Issue #51667, opened 2026-07-21
[Bug]: autoID primary keys diverge between primary and secondary when an import is replicated via CDC


bigsheeper:
## Environment

- **Milvus Version**: master (analyzed at commit bf674af67b)
- **Deployment Mode**: cluster, primary-secondary CDC replication (2PC import, `dataCoord.import.enableInReplicatingCluster=true`)
- **MQ**: any (WAL-level replication)
- **SDK**: any

### Option B: Steps

1. Deploy: two clusters with CDC primary -> secondary topology; import files present in both clusters' object storage (2PC import setup, see #51028).
2. Setup: create a collection with an **autoID=true** primary key.
3. Workload: run a 2PC bulk import (`auto_commit=false`) of the same file on the primary; commit after both sides reach `Uncommitted`; wait for both jobs to complete.
4. Trigger: query the same logical rows on both clusters and compare the PK column; then delete some imported rows on the primary (by PK or by filter expression) and wait for replication.
5. Observed via: query results — PK values differ between clusters; deleted rows remain visible on the secondary.

### Trigger Conditions

- **Frequency**: always, for autoID collections imported under CDC replication
- **Does NOT happen when**: the collection has a user-provided (non-autoID) primary key; or rows are written via `insert` instead of import

## Expected Behavior

The secondary holds an identical copy: same logical rows with the **same primary keys**, and subsequent replicated deletes/upserts on imported rows apply on the secondary.

## Actual Behavior

The same logical row gets PK=A on the primary and PK=B on the secondary. Consequences:

1. **Replicated deletes on imported rows silently no-op on the secondary.** A delete for PK=A is routed by hash(A) to a vchannel where the secondary's copy (PK=B, living in vchannel hash(B)) never sees it. Rows deleted on the primary stay visible on the secondary forever.
2. **Monotonic, silent divergence.** Upsert (= delete + insert) leaves both old and new versions on the secondary. No error is raised anywhere; only a full-content diff can detect it.
3. **Failover breaks identity.** PKs fetched from the primary dangle after failover; id fields in query/search results differ between clusters, breaking client-side caching/joins/dedup keyed on PK.
4. Cluster consistency verification (row count / checksum comparison) fails.

## Error Logs

```
No error in logs. Results are silently inconsistent between clusters.
```

## Analysis Hints (Optional)

Root cause: autoID assignment is a **nondeterministic side effect executed independently by both clusters**, because import replicates the *instruction* rather than the *result*:

[...]

PR #51676, opened 2026-07-21
fix: reject autoID import in replicating cluster

bigsheeper:
issue: #51667

This PR rejects non-backup import into autoID primary-key collections when the cluster is currently in CDC replication mode and import in a replicating cluster is enabled.

Why:
- The replicated import path broadcasts the import instruction, including schema/files/options, but not a materialized autoID assignment result.
- Non-backup DataNode import assigns autoID primary keys locally while processing the files, so primary and secondary clusters can assign different PKs for the same logical rows.
- Backup/binlog import remains allowed because it clears autoID on the import schema and preserves primary keys from the imported binlogs.

Verification:
- go test -tags dynamic,test -gcflags="all=-N -l" -count=1 ./internal/datacoord -run 'TestImportCallbacksSuite/TestValidateImportRequest_(ReplicatingClusterRejectsAutoIDSchema|ReplicatingClusterEnabledRequiresManualCommit)'
- make static-check

### DIFF
--- a/internal/datacoord/ddl_callbacks_import.go
+++ b/internal/datacoord/ddl_callbacks_import.go
@@ -34,6 +34,7 @@ import (
 	"github.com/milvus-io/milvus/pkg/v3/util/funcutil"
 	"github.com/milvus-io/milvus/pkg/v3/util/merr"
 	"github.com/milvus-io/milvus/pkg/v3/util/paramtable"
+	"github.com/milvus-io/milvus/pkg/v3/util/typeutil"
 )
 
 // importV1AckCallback handles the ack callback for import messages.
@@ -88,7 +89,7 @@ func (c *DDLCallbacks) importV1AckCallback(ctx context.Context, result message.B
 
 // validateImportRequest validates the import request before broadcasting.
 // This includes all validation logic previously done in CheckCallback and Proxy.
-func (s *Server) validateImportRequest(ctx context.Context, files []*msgpb.ImportFile, options []*commonpb.KeyValuePair) error {
+func (s *Server) validateImportRequest(ctx context.Context, files []*msgpb.ImportFile, options []*commonpb.KeyValuePair, schema *schemapb.CollectionSchema) error {
 	// Validate timeout
 	_, err := importutilv2.GetTimeoutTs(options)
 	if err != nil {
@@ -109,14 +110,14 @@ func (s *Server) validateImportRequest(ctx context.Context, files []*msgpb.Impor
 		return err
 	}
 
-	if err := s.validateImportReplication(ctx, options); err != nil {
+	if err := s.validateImportReplication(ctx, options, schema); err != nil {
 		return err
 	}
 
 	return nil
 }
 
-func (s *Server) validateImportReplication(ctx context.Context, options []*commonpb.KeyValuePair) error {
+func (s *Server) validateImportReplication(ctx context.Context, options []*commonpb.KeyValuePair, schema *schemapb.CollectionSchema) error {
 	balancer, err := balance.GetWithContext(ctx)
 	if err != nil {
 		return err
@@ -137,6 +138,14 @@ func (s *Server) validateImportReplication(ctx context.Context, options []*commo
 	}
 	if importutilv2.IsAutoCommit(options) {
 		return merr.WrapErrOperationNotSupportedMsg("auto_commit=true import in replicating cluster is not supported")
+	}
+	if !importutilv2.IsBackup(options) {
+		for _, field := range schema.GetFields() {
+			if typeutil.IsAutoPKField(field) {
+				return merr.WrapErrOperationNotSupportedMsg(
+					"autoID primary key import in replicating cluster is not supported; primary keys would be assigned independently on each cluster")
+			}
+		}
 	}
 	return nil
 }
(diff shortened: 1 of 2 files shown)


czs007:
Adversarial review surfaced three issues worth addressing before merge: a TOCTOU window around the new replication guard, an over-broad rejection that blocks imports which never allocate primary keys locally, and a couple of missing positive test cases.

## High

**`internal/datacoord/ddl_callbacks_import.go:199` — replication-state check is performed outside the broadcaster resource lock (TOCTOU)**

*Problem:* `validateImportRequest` (including the new autoID rejection branch) runs at line 199, before `startBroadcastWithCollectionID` acquires the broadcaster resource keys at line 205. `StartBroadcastWithResourceKeys` implicitly appends a **shared** Cluster resource key (`broadcast_manager.go:201-209`), while `UpdateReplicateConfiguration` holds an **exclusive** Cluster resource key (`assignment.go:97`); the two are mutually exclusive on `resourceKeyLocker` (`resource_key_locker.go:88-100`). So the following interleaving is possible: (t0) `GetLatestChannelAssignment` reports a non-replicating cluster and the guard passes; (t1) a concurrent `AlterReplicateConfig` flips the cluster to replicating and completes its broadcast; (t2) this autoID import is finally broadcast — reproducing exactly the cross-cluster PK divergence this PR is meant to prevent.

*Suggestion:* Move the replication check inside the broadcaster lock (i.e. validate after `startBroadcastWithCollectionID` returns), which is cheap and closes the "alter is mid-broadcast" window. Two things worth noting so the fix isn't over-claimed: (a) the balancer's replicate configuration is back-filled asynchronously via a WAL ack callback (`assignment.go:359` → `balancer.UpdateReplicateConfiguration`), so a residual window remains where the alter has been broadcast but its ack has not yet landed in the local balancer snapshot; (b) this race equally affects the two pre-existing checks (`ImportInReplicatingCluster` / `auto_commit`) — it is inherited structure, not newly introduced by this PR.

*(raised by @chyezh, @tinswzy)*

## Medium

**`internal/datacoord/ddl_callbacks_import.go:142` — over-rejection: `allowInsertAutoID` collections and L0 imports do not allocate PKs locally**

*Problem:* The new branch decides purely on `!IsBackup(options)` plus field-level `IsAutoPKField`, which rejects two legitimate cases that cannot cause cross-cluster PK divergence:

1. **`allowInsertAutoID` collections** (the more material case). When the collection schema property `common.AllowInsertAutoIDKey=true`, import preserves the user-supplied PKs from the files rather than allocating them: `internal/datanode/importv2/util.go:199-200` only generates IDs when `pkField.GetAutoID() && (!ok || pkData == nil || pkData.RowNum() == 0 || !allowInsertAutoID)`, and the parsers keep the user PK as well (`json/row_parser.go:253`, `csv/row_parser.go:288`, `parquet/util.go:143`). PKs come entirely from the files and are identical on source and target clusters, yet this PR rejects them.
2. **L0 imports.** An L0 task only replays delete binlogs; PKs are read out of the binlog by `L0Reader` (`task_l0_import.go:174` → `:213 HashDeleteData` → `:217 syncDelete`) and `AppendSystemFieldsData` is never called, so no autoID is ever allocated. Practical impact is limited: L0 import is gated off by default via `dataCoord.import.enableL0Import=false` (`services.go:1898`), so only clusters that explicitly enable it hit the false rejection.

*Suggestion:* For (1), after `IsAutoPKField` matches, also consult `common.IsAllowInsertAutoID(schema.GetProperties()...)` — the same schema is carried along the proxy → datacoord → datanode chain, so the properties are available here. For (2), either keep the rejection but change the message to state plainly that "L0 import is not supported in a replicating cluster" (the surrounding comment already notes L0 is incompatible with `commit_timestamp` / 2PC), or drop it — but do not justify it with "autoID is allocated independently per cluster", since that reason does not match the actual behavior and would mislead anyone debugging this later.

*(raised by @tinswzy)*

## Low

**`internal/datacoord/ddl_callbacks_import_test.go:244` — missing the backup-exemption and non-autoID pass-through cases**

*Problem:* `TestValidateImportRequest_ReplicatingClusterRejectsAutoIDSchema` (lines 244-301) covers only the rejection path (replicating + flag on + non-backup + autoID). Two positive cases are absent:

1. **Backup exemption.** The PR's central argument is that backup/binlog import preserves the original PKs and is therefore allowed (implemented by `UnsetAutoID` at `internal/datanode/importv2/task_import.go:64-67`), but no `{backup=true} + autoID schema → NoError` test pins that down. If someone later reorders the branches or changes the `IsBackup` predicate, backup restore would be silently rejected with no test failure.
2. **Non-autoID schema passes.** The only existing "allowed" assertion is in `TestValidateImportRequest_ReplicatingClusterEnabledRequiresManualCommit` (lines 237-241), which passes `schema=nil` and therefore exercises the degenerate empty-`GetFields()` path — it never proves that a real schema with a non-autoID PK field is accepted.

*Suggestion:* Add two short cases: `{backup=true} + autoID schema → NoError`, and a schema with `IsPrimaryKey=true, AutoID=false` → `NoError`.

*(raised by @tinswzy)*

czs007:

- Candidate fix (diff on top of this PR head): https://github.com/milvus-io/milvus/compare/fefa2c241e3f65bd893da6438a5b2e93d429d280...czs007:team2-fix/Ted13243f08?expand=1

•••

**Task requirements**:
Wherever a line of the listing above contains the string "level", copy that line.

**Solution to this task**:
- **MQ**: any (WAL-level replication)
*Problem:* The new branch decides purely on `!IsBackup(options)` plus field-level `IsAutoPKField`, which rejects two legitimate cases that cannot cause cross-cluster PK divergence:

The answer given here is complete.